The upper body of the tribological system, the grinding structure, results from the treatment of the ski base with a circular grinding stone. The abrasives of the stone remove base material (ultra-high molecular weight polyethylen = UHMWPE) so that after proper conditioning of the stone prior to grinding a regular groove and ridge pattern appears. The real area of contact between the grinding structure with the snow withdraws itself from direct observation. This phenomenon is the inbuilt calamity of tribology as the science of friction, wear, and lubrication.

The real area of contact A_r is a fraction of the apparent (geometric) area of contact, i.e., the width of the ski times the percentage of ski length in contact with snow. The latter depends on ski construction (flex) and shape of the terrain. The real area of contact cannot be measured, it has to be calculated. This task falls into the field of contact mechanics with its roots dating back to the research of Hertz (1882). At this time it was possible to compute A_r for a simple pairing of a sphere vs. a flat. In addition, Hertzian contact mechanics allowed to determine both contact stress and indentation depth, for instance of a harder sphere into a softer flat. Hertz' solution of the Bousinesq differential equation was possible under certain boundary conditions: (i) completely elastic behavior of both bodies, (ii) small indentation depth in comparison with the diameter of the sphere, and (iii) no adhesion between ball and flat.

For a grinding structure in contact with a snow surface, roughness has to be considered. Furthermore, plasticity cannot be neglected and therefore a Hertz-type analytical solution is not possible. Fortunately, the advent of powerful computers and algorithms allows for the consideration of rough surfaces and plastic deformation to estimate A_r with numerical means (e.g., by using Fourier transform techniques, Pastewka et al., 2012).

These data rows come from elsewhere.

PR #2040, opened 2026-09-04
Prefer `css-sizing` over `css-logical` to resolve duplicates

tidoust:
Some properties defined in `css-logical-1` got duplicated in `css-sizing-3`, see: https://github.com/w3c/csswg-drafts/issues/10189

This makes curation logic prefer `css-sizing-3` definitions so that curation correctly drops duplicate definitions.

Note: This should fix the curation step. CI tests will still fail due to a couple of hiccups in the events space. That's orthogonal to the problem at hand.


tidoust:
> Note: This should fix the curation step. CI tests will still fail due to a couple of hiccups in the events space. That's orthogonal to the problem at hand.

Well, no, CI tests no longer fail in practice. The hiccups were due to Specref being down but ReSpec now uses a fallback, so everything is fine.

Snow—as the lower body of the tribological system—is a complex material and it would exceed the page limit of this contribution to explain all properties in detail. We therefore concentrate on snow which is present in most of the competitions in cross country skiing. This type of snow is a mixture of natural and artificial snow after numerous contacts with a snow groomer. The single constituting grains of snow are connected by sinter necks for very low temperatures or by capillary bridges for intermediate temperatures. Close to the melting point intergranular adhesion is negligible. Here, we concentrate on the third case. Under this conditions, the ski base material has a higher hardness than the snow grains suggesting that plastic deformation will occur in the snow, only.

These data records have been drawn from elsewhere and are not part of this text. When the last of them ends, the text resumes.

PR #197, opened 2017-01-06
Added static tagcloud plugin.

felixfontein:
Allows to create HTML fragments and CSS for tag clouds which can be included in the blog via JavaScript or some post-processing.

### DIFF
--- a/v7/static_tagcloud/conf.py.sample
+++ b/v7/static_tagcloud/conf.py.sample
@@ -1,0 +1,90 @@
+# Renders two tag clouds for tags and one for categories:
+# - a small one wiht at most 40 tags;
+# - a large one with all tags;
+# - a large one with all categories.
+# 
+# The generated files are
+# - output/tagcloud-LANG.inc
+# - output/tagcloud-LANG-large.inc
+# - output/catcloud-LANG.inc
+# and
+# - output/assets/css/tagcloud-LANG-small.css
+# - output/assets/css/tagcloud-LANG-large.css
+# - output/assets/css/catcloud-LANG-large.css
+
+RENDER_STATIC_TAGCLOUDS = {
+    'tag-small': {
+        # Tag cloud's name (used as CSS class). {0} will be replaced
+        # by the language.
+        'name': 'tcs-{0}',
+
+        # Filename for the HTML fragment. {0} will be replaced by the
+        # language.
+        'filename': 'tagcloud-{0}.inc',
+
+        # The taxonomy type to obtain the classification ("tags")
+        # from.
+        'taxonomy_type': 'tag',
+
+        # Filename for the CSS. {0} will be replaced by the language.
+        'style_filename': 'assets/css/tagcloud-{0}-small.css',
+
+        # Maximum number of levels to be generated
+        'max_number_of_levels': 15,
+
+        # Maximum number of tags in cloud. Negative values mean
+        # that all tags will appear.
+        'max_tags': 40,
+
+        # Tags which appear less often than this number will be
+        # ignored.
+        'minimal_number_of_appearances': 2,
+
+        # Colors defining a gradient out of which the tag font colors
+        # are taken. The colors are specified as RGP triples with each
+        # component being a floating point number between 0.0 and 1.0.
+        'colors': ((0.6,0.6,0.6), (1.0,1.0,1.0)),
+
+        # Colors defining a gradient out of which the tag background
+        # colors are taken.
+        'background_colors': ((0.1, 0.1, 0.1), ),
+
+        # Colors defining a gradient out of which the tag border colors
+        # are taken.
+        'border_colors': ((0.4, 0.4, 0.4), ),
+
+        # Interval (min_value, max_value) for the font size
+        'font_sizes': (6, 20),
+
+        # If positive, will be multiplied by font size to yield the
+        # CSS border radius and the vertical margin. (The horizontal
+        # margin is set to zero.)
+        'round_factor': 0.6,
+    },
+    'tag-large': {
+        'name': 'tcl-{0}',
+        'filename': 'tagcloud-{0}-large.inc',
+        'taxonomy_type': 'tag',
+        'style_filename': 'assets/css/tagcloud-{0}-large.css',
+        'max_number_of_levels': 100,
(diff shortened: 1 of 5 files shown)


v7/static_tagcloud/conf.py.sample
```diff
@@ -0,0 +1,90 @@
+# Renders two tag clouds for tags and one for categories:
+# - a small one wiht at most 40 tags;
```
Kwpolska: with*

v7/static_tagcloud/static_tagcloud/__init__.py
```diff
@@ -0,0 +1,187 @@
...
+
+        # Compose list of tags, their post count and links
+        def acceptor(post):
+            return True if self.site.config['SHOW_UNTRANSLATED_POSTS'] else post.is_translation_available(lang)
+
+        tag_count_url_list = []
+        for tag in natsort.humansorted(list(posts_per_tag.keys())):
+            tag_count_url_list.append((
+                taxonomy.get_classification_friendly_name(tag, lang),
+                len([post for post in posts_per_tag[tag] if acceptor(post)]),
```
Kwpolska: you can easily replace `acceptor` with the inlined logic, which can be simplified to
```py
self.site.config['SHOW_UNTRANSLATED_POSTS'] or post.is_translation_available(lang)
```

v7/static_tagcloud/conf.py.sample
```diff
@@ -0,0 +1,90 @@
...
+
+RENDER_STATIC_TAGCLOUDS = {
+    'tag-small': {
+        # Tag cloud's name (used as CSS class). {0} will be replaced
+        # by the language.
+        'name': 'tcs-{0}',
+
+        # Filename for the HTML fragment. {0} will be replaced by the
+        # language.
+        'filename': 'tagcloud-{0}.inc',
```
Kwpolska: `.inc.html` looks better to me (but feel free to ignore that)

v7/static_tagcloud/static_tagcloud/engine.py
```diff
@@ -0,0 +1,216 @@
...
+        if tag_weight in tag_weight_to_level_weight:
+            level_weight, level_index = tag_weight_to_level_weight[tag_weight]
+            for name, url, index in list:
+                tags.append((index, name, level_weight, level_index, url))
+    tags.sort()
+    return tags, level_weights
+
+
+def _get_hex_color(color):
+    def myHex(i, digits):
```
Kwpolska: String formatting would work better for that, and `str.join` can take a generator expression:

```py
def _get_hex_color(color):
    return '#' + ''.join('{:02x}'.format(int(round(c * 255))) for c in color)
```

v7/static_tagcloud/conf.py.sample
felixfontein: thanks!

v7/static_tagcloud/conf.py.sample
felixfontein: Changed that.

v7/static_tagcloud/static_tagcloud/engine.py
felixfontein: Good idea.

v7/static_tagcloud/static_tagcloud/__init__.py
felixfontein: Done.

Kwpolska:
Merge at will, the site will (or at least, should) update itself on midnight UTC.

felixfontein:
Ok, thanks!

felixfontein:
@Kwpolska: it looks like the plugin site didn't update (correctly).

Kwpolska:
What went wrong?

felixfontein:
The page for sidebar (https://plugins.getnikola.com/#sidebar) still has the broken ReST-style link, and the page for static_tagcloud doesn't seem to exist (https://plugins.getnikola.com/#static_tagcloud).

Kwpolska:
I can see it, force a reload (Ctrl+Shift+R) and blame our single-page architecture.

felixfontein:
Now both vanished for me...

Kwpolska:
Try refreshing [the JS file](https://plugins.getnikola.com/plugin_data.js) or using incognito mode?

felixfontein:
It's really strange. If I load the JS file via `wget` or open it in a new tab, I can see `sidebar` and `static_tagcloud` in there. But when I check out via inspector what the browser is using on the pages, it uses an old version. Forcing reload or using incognito mode in Chromium (I'm testing both Firefox and Chromium) doesn't help, the same thing is happening there. Also, clearing the cache has the same result, which I find even more strange!

felixfontein:
Hmm, maybe this is all related to CloudFlare? They seem to convert JavaScript to "rocketscript", and their rocket scripts are doing the actual loading, so this could be completely independent from what the browser is doing.

felixfontein:
I guess I get the content from another CloudFlare server than you do, and the one I get the content from serves an outdated version of `plugin_data.js`.

Kwpolska:
I tried nuking that file from cache. I should probably get going on the JS-less version of that site.

felixfontein:
https://github.com/Kwpolska/nikola-plugins-v2 is going to be the JS-less version, right?

Kwpolska:
Yes.

felixfontein:
Can I help with that?

Kwpolska:
Sure, I just invited you to that project. I think there isn’t *that* much to do, and to run it, you need to copy `v7` from this repo into the root directory.

felixfontein:
Where does it expects the plugin repository to be?

felixfontein:
Ah. I tried that, but now I get an exception. Looks like one of the plugins is missing a `Nikola` section in the config.

felixfontein:
Actually, that's `v7/notebook_shortcode/notebook_shortcode.plugin`.

felixfontein:
(And is there a better place to discuss this then here?)

Kwpolska:
getnikola/nikola#2482

I fixed `notebook_shortcode.plugin`.

felixfontein:
Ok, thanks!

The ice grains in the snow considered in this article have a high Young's modulus E and a rather low hardness H. Therefore, almost no elastic deformation takes place and deformations are dominated by plasticity. Thus, numeric approaches based on elastic-plastic contact mechanics represent an unnecessarily complicated approach that would waste computational resources for the calculation of the unimportant elastic deformation of the ice grains. Therefore, we focus on the purely plastic problem and use the so-called Bearing Model. In this model, plastic deformation occurs when the local compressive stress equals the hardness of the snow grains (Popov, 2010; Weber et al., 2018).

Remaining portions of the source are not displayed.